■ Given records ■
PR #2354, opened 2026-03-10
pre-commit default_model_spec.json handling

tstescoTT:
# change log

* make git hooks automatically generate and stage `default_model_spec.json` to avoid precommit clashes
* add option for direct git hooks in docs
* add support for searching common locations for pre-commit python venv

### DIFF
--- a/scripts/hooks/pre-commit
+++ b/scripts/hooks/pre-commit
@@ -36,6 +36,7 @@ git add default_model_spec.json
 STAGED_FILES=$(git diff --cached --name-only --diff-filter=ACM | grep '\.py$')
 
 if [ -z "$STAGED_FILES" ]; then
+    echo "✅ No staged Python files, skipping Ruff checks"
     exit 0
 fi
 
--- a/scripts/hooks/pre-commit
+++ b/scripts/hooks/pre-commit
@@ -60,6 +60,8 @@ if [ $? -ne 0 ]; then
     exit 1
 fi
 
+echo "✅ Ruff checks passed!"
+
 PYTEST_PYTHON=""
 for env_bin in $TOOL_ENV_BINS; do
     candidate="$env_bin/python3"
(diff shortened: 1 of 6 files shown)


scripts/hooks/pre-commit
```diff
@@ -48,3 +61,35 @@ if [ $? -ne 0 ]; then
...
+    echo "⚠️  No candidate virtualenv python found, skipping pytest"
+else
+    "$PYTEST_PYTHON" -m pytest -p no:warnings
+    if [ $? -ne 0 ]; then
+        echo "❌ pytest failed - fix errors above before committing"
+        exit 1
+    fi
+fi
+
+echo "✅ pytest passed!"
```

■ The task ■
Of the lines above, output exactly those from the line bearing "pre-commit python venv" through the line bearing "git add default_model_spec.json", inclusive.

■ Expected answer ■
* add support for searching common locations for pre-commit python venv

### DIFF
--- a/scripts/hooks/pre-commit
+++ b/scripts/hooks/pre-commit
@@ -36,6 +36,7 @@ git add default_model_spec.json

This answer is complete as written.